**What you are asked to do**:
In the records below, find the line with "Remove stage for flaky tests" and the line with "After setting execution". Print both exactly, along with every line between them, and no other line.

**Saved entries**:
Issue #277, opened 2020-06-25
Review StatusObserver#progress semantics


ignasi35:
(as discussed in https://github.com/akka/akka-projection/pull/230#discussion_r445647154) 

`StatusObserver#progress` is currently `Called when the envelope has been processed and corresponding offset stored`, this is different from `Telemetry` which provides both `afterProcess` and `onOffsetStored` to support all three `OffsetStrategies`.

Instead, `StatusObserver#progress` should use the same semantics of `Telemetry#onOffsetStored` even in `at-most-once` where the invocation happens before the envelope started processing.

patriknw:
We'll keep the StatusObserver and Telemetry separate, but I would still like that we aligned semantics, naming and call sites as much as possible for these reasons:
* less Future map/flatMap means better performance (same call sites)
* easier for us to understand/maintain if naming and semantics are aligned

patriknw:
Related to https://github.com/akka/akka-projection/issues/213

ignasi35:
Finished in #343

Issue #213, opened 2020-06-09
StatusObserver should report progress for grouped Envelopes


ignasi35:
### Short description

When reporting progress of a projection that used batched operations the report should include the data of all the ~evenlopes~ _envelopes_ .

### Details

`StatusObserver#progress` takes only a single `Envelope` as an argument. When batching envelopes so only the last offset of the batch is committed, [only the last envelope is reported](https://github.com/akka/akka-projection/blob/8847dfa08711f88d66a0be4a2c61081933d66dc6/akka-projection-cassandra/src/main/scala/akka/projection/cassandra/internal/CassandraProjectionImpl.scala#L296-L303). If it took a collection the group size would be available to `StatusObserver` implementations.

PS: `StatusObserver#error` also takes a single envelope (and the first and last offsets of the error'ed batch) but I don't think it makes sense to provide all the envelopes on that case.

patriknw:
Depends on the purpose of the `progress` method. I realize that the name and doc doesn't convey that the original intent was to report progress of offset storage. We should fix that by changing the name to `offsetProgress` and clarify docs. With that scope current signature makes sense also for grouped projections.

Then we should probably add `beforeProcess` and `afterProcess` for tracking fine grained processing progress for each envelope. Those can also be called for each envelope in a group.

ignasi35:
With #216 in the issue list, the scope for this issue is only reviewing documentation of `progress()`.

ignasi35:
Finished in #330 and #343

PR #330, opened 2020-07-09
Observer/telemetry: progress reports iff offset has been committed

ignasi35:
References #213 and #277

### DIFF
--- a/akka-projection-core/src/main/scala/akka/projection/StatusObserver.scala
+++ b/akka-projection-core/src/main/scala/akka/projection/StatusObserver.scala
@@ -31,7 +31,7 @@ abstract class StatusObserver[-Envelope] {
   def stopped(projectionId: ProjectionId): Unit
 
   /**
-   * Called when the corresponding offset has been stored (even if the envelope has not been processed yet).
+   * Called when the corresponding offset has been stored.
    * It might not be called for each envelope.
    */
   def offsetProgress(projectionId: ProjectionId, env: Envelope): Unit
--- a/akka-projection-core/src/main/scala/akka/projection/StatusObserver.scala
+++ b/akka-projection-core/src/main/scala/akka/projection/StatusObserver.scala
@@ -31,7 +31,7 @@ abstract class StatusObserver[-Envelope] {
   def stopped(projectionId: ProjectionId): Unit
 
   /**
-   * Called when the envelope has been processed and corresponding offset stored.
+   * Called when the corresponding offset has been stored (even if the envelope has not been processed yet).
    * It might not be called for each envelope.
    */
   def progress(projectionId: ProjectionId, env: Envelope): Unit
--- a/akka-projection-core/src/main/scala/akka/projection/StatusObserver.scala
+++ b/akka-projection-core/src/main/scala/akka/projection/StatusObserver.scala
@@ -34,7 +34,7 @@ abstract class StatusObserver[-Envelope] {
    * Called when the corresponding offset has been stored (even if the envelope has not been processed yet).
    * It might not be called for each envelope.
    */
-  def progress(projectionId: ProjectionId, env: Envelope): Unit
+  def offsetProgress(projectionId: ProjectionId, env: Envelope): Unit
 
   /**
    * Called when processing of an envelope failed.
--- a/akka-projection-core/src/main/scala/akka/projection/internal/InternalProjectionState.scala
+++ b/akka-projection-core/src/main/scala/akka/projection/internal/InternalProjectionState.scala
@@ -68,7 +68,7 @@ private[projection] abstract class InternalProjectionState[Offset, Envelope](
     saveOffset(projectionId, projectionContext.offset)
       .map { done =>
         try {
-          statusObserver.progress(projectionId, projectionContext.envelope)
+          statusObserver.offsetProgress(projectionId, projectionContext.envelope)
         } catch {
           case NonFatal(_) => // ignore
         }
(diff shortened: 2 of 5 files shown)


akka-projection-core/src/main/scala/akka/projection/StatusObserver.scala
```diff
@@ -31,10 +31,10 @@ abstract class StatusObserver[-Envelope] {
   def stopped(projectionId: ProjectionId): Unit
 
   /**
-   * Called when the envelope has been processed and corresponding offset stored.
+   * Called when the corresponding offset has been stored (even if the envelope has not been processed yet).
    * It might not be called for each envelope.
    */
-  def progress(projectionId: ProjectionId, env: Envelope): Unit
+  def offsetProgress(projectionId: ProjectionId, env: Envelope): Unit
```
ignasi35, line 38: Change in semantics: this method will no longer wait for the event to be processed too. This reports progress of offsets.

akka-projection-core/src/main/scala/akka/projection/internal/InternalProjectionState.scala
```diff
@@ -61,21 +61,17 @@ private[projection] abstract class InternalProjectionState[Offset, Envelope](
...
-        done
-      }
-  }
-
-  private def saveOffsetWithMetrics(projectionId: ProjectionId, offset: Offset, batchSize: Int): Future[Done] = {
-    saveOffset(projectionId, offset)
-      .map { done =>
         telemetry.onOffsetStored(batchSize)
         done
       }
```
ignasi35, line 77: the change in semantics made `reportProgress` irrelevant. Instead, `statusObserver.offsetProgress` is invoked immediately before `telemetry.onOffsetStored` in all cases.

akka-projection-core/src/main/scala/akka/projection/internal/InternalProjectionState.scala
```diff
@@ -292,13 +288,19 @@ private[projection] abstract class InternalProjectionState[Offset, Envelope](
...
+                  case NonFatal(_) => // ignore
+                }
                 telemetry.onOffsetStored(1)
+
                 done
               }
             }
-            val processed =
-              handlerRecovery.applyRecovery(context.envelope, context.offset, context.offset, abort.future, measured)
-            reportProgress(processed, context.envelope)
```
ignasi35, line 301: This is the trickiest case in the whole PR and it actually required writing a new test and provided a fix.

When using `exactly-once` and a retry strategy that may `skip` (e.g. `retryAndSkip` or plain `skip`)  the previous implementation might report progress wrongly:

 - the envelope `4` comes in, the handling fails
 - the maximum retries are reached and the envelope `4` is skipped
 - `statusObserver.reportProgress(4)` is invoked even though the transaction in the `handler` didn't succeed and the offset `4`was not stored (it was skipped).

The problem, the, was if the projection crashed immediately after reporting the offset `4`. The restarted projection would try and process the envelope `4` again (since the offset was not stored) and immediately after `statusObserver.reportProgress(4)` would be invoked again.

akka-projection-jdbc/src/test/scala/akka/projection/jdbc/JdbcProjectionSpec.scala
```diff
@@ -393,6 +394,11 @@ class JdbcProjectionSpec
       statusProbe.expectMessage(TestStatusObserver.Err(Envelope(entityId, 4, "e4"), someTestException))
       statusProbe.expectMessage(TestStatusObserver.Err(Envelope(entityId, 4, "e4"), someTestException))
       statusProbe.expectNoMessage()
+      progressProbe.expectMessage(TestStatusObserver.Progress(Envelope(entityId, 1, "e1")))
+      progressProbe.expectMessage(TestStatusObserver.Progress(Envelope(entityId, 2, "e2")))
+      progressProbe.expectMessage(TestStatusObserver.Progress(Envelope(entityId, 3, "e3")))
+      // Offset 4 is not stored so it is not reported.
+      progressProbe.expectMessage(TestStatusObserver.Progress(Envelope(entityId, 5, "e5")))
```
ignasi35, line 402: This is the new test covering the case I mentioned above.

ignasi35:
@renatocaval this can be merged without rebase.

akka-projection-core/src/main/scala/akka/projection/StatusObserver.scala
```diff
@@ -31,10 +31,10 @@ abstract class StatusObserver[-Envelope] {
   def stopped(projectionId: ProjectionId): Unit
 
   /**
-   * Called when the envelope has been processed and corresponding offset stored.
+   * Called when the corresponding offset has been stored (even if the envelope has not been processed yet).
```
renatocaval, line 34:
```suggestion
   * Called when the corresponding offset has been stored.
```

I don't think we need to add that extra sentence. The method is solely about the progress of the offset. Since we have at-least-once, at-most-once and exactly-once, we will not when that thing happens.

akka-projection-core/src/main/scala/akka/projection/internal/InternalProjectionState.scala
```diff
@@ -349,7 +356,7 @@ private[projection] abstract class InternalProjectionState[Offset, Envelope](
                 handlerRecovery
                   .applyRecovery(context.envelope, context.offset, context.offset, abort.future, measured)
               }
-            reportProgress(processed, context.envelope)
+            processed
```
renatocaval, line 359: we can removed this `val processed` now

ignasi35: done

PR #331, opened 2020-07-09
Use the proper offset handler in each tests

ignasi35:


akka-projection-core/src/test/scala/akka/projection/internal/metrics/ErrorRateMetricSpec.scala
```diff
@@ -162,7 +162,7 @@ class ErrorRateMetricAtMostOnceSpec extends ErrorRateMetricSpec {
     // at-most-once
     " in `at-most-once` with singleHandler" must {
       "report nothing in happy scenarios" in {
-        val tt = new TelemetryTester(ExactlyOnce(), SingleHandlerStrategy(TestHandlers.single))
```
ignasi35, line 165: This is in `ErrorRateMetricAtMostOnceSpec` so must use `AtMostOnce`.

Won't make a difference because this test doesn't inject failure/errors.

PR #332, opened 2020-07-10
Remove stage for flaky tests

renatocaval:


.travis.yml
```diff
@@ -77,9 +64,6 @@ stages:
   - name: test
     if: NOT tag =~ ^v
 
-  - name: test-flaky-db
-    - if: NOT tag =~ ^v
-      -
```
renatocaval, line 82: That was certainly not right. Anyway, I want to remove that for now, we can add later.

ignasi35:
Last commit refs #333

ignasi35:
After setting execution to sequential, the Kafka tests fail consistently (but only on JDK8). I've manually restarted the travis job multiple times with the same results:
 - 2/3 failures in ` akka-projection-kafka / Test / test` and it's always the 2nd and 3rd tests which fail.

project/SequentialTestExecutionInCI.scala
```diff
@@ -0,0 +1,18 @@
+import sbt.Keys._
+import sbt._
+
+/**
+ * This plugin disables parallel execution in travis
+ */
+object SequentialTestExecutionInCI extends AutoPlugin {
```
seglo, line 7: This is interesting.  One (completely not researched) theory I have is that the number of containers running in the Travis VM is causing a lot of swapping, and thus slowdown.  testcontainers is one solution because we can manage container lifecycle per test.  Another would be to split out tests into separate travis jobs.

PR #339, opened 2020-07-10
Upgrade Akka and Alpakka

renatocaval:
The Alpakka upgrade solves the whitesource issue with `io.netty:netty-codec:4.1.39.Final`

### DIFF
--- a/project/Dependencies.scala
+++ b/project/Dependencies.scala
@@ -14,12 +14,11 @@ object Dependencies {
   val AlpakkaKafkaVersionInDocs = "2.0"
 
   object Versions {
-    val akka = sys.props.getOrElse("build.akka.version", "2.6.6")
-    val alpakka = "2.0.0"
+    val akka = sys.props.getOrElse("build.akka.version", "2.6.7")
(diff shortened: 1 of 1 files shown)


project/Dependencies.scala
```diff
@@ -14,12 +14,11 @@ object Dependencies {
   val AlpakkaKafkaVersionInDocs = "2.0"
 
   object Versions {
-    val akka = sys.props.getOrElse("build.akka.version", "2.6.6")
-    val alpakka = "2.0.0"
+    val akka = sys.props.getOrElse("build.akka.version", "2.6.7")
```
ignasi35, line 17: We can probably hold on the Akka version.

renatocaval: 2.6.7 has some improvements (`askWithStatus`) that we can use in our documentation. We also rely on some ApiMayChange parts of Akka (`ShardedDaemonProcess`) so it's good to keep follow the Akka releases for now.

renatocaval:
Let's update this one to Akka 2.6.8 since 2.6.7 had a regression.

PR #340, opened 2020-07-13
Separate container integration tests and reorganize build test stage

seglo:
The purpose of this PR is to stabilize the build now that we have lots of testcontainer usage.

* Move all container tests to the `IntegrationTest` sbt config
* Split slick and jdbc H2 RDBMS tests and container tests into `Test` and `IntegrationTest` sbt config respectively.
* Create separate Travis jobs in test stage to run integration tests for cassandra, jdbc, slick, kafka, and examples.


akka-projection-kafka/src/it/scala/akka/projection/kafka/KafkaSourceProviderSpec.scala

**Result**:
Remove stage for flaky tests

renatocaval:


.travis.yml
```diff
@@ -77,9 +64,6 @@ stages:
   - name: test
     if: NOT tag =~ ^v
 
-  - name: test-flaky-db
-    - if: NOT tag =~ ^v
-      -
```
renatocaval, line 82: That was certainly not right. Anyway, I want to remove that for now, we can add later.

ignasi35:
Last commit refs #333

ignasi35:
After setting execution to sequential, the Kafka tests fail consistently (but only on JDK8). I've manually restarted the travis job multiple times with the same results:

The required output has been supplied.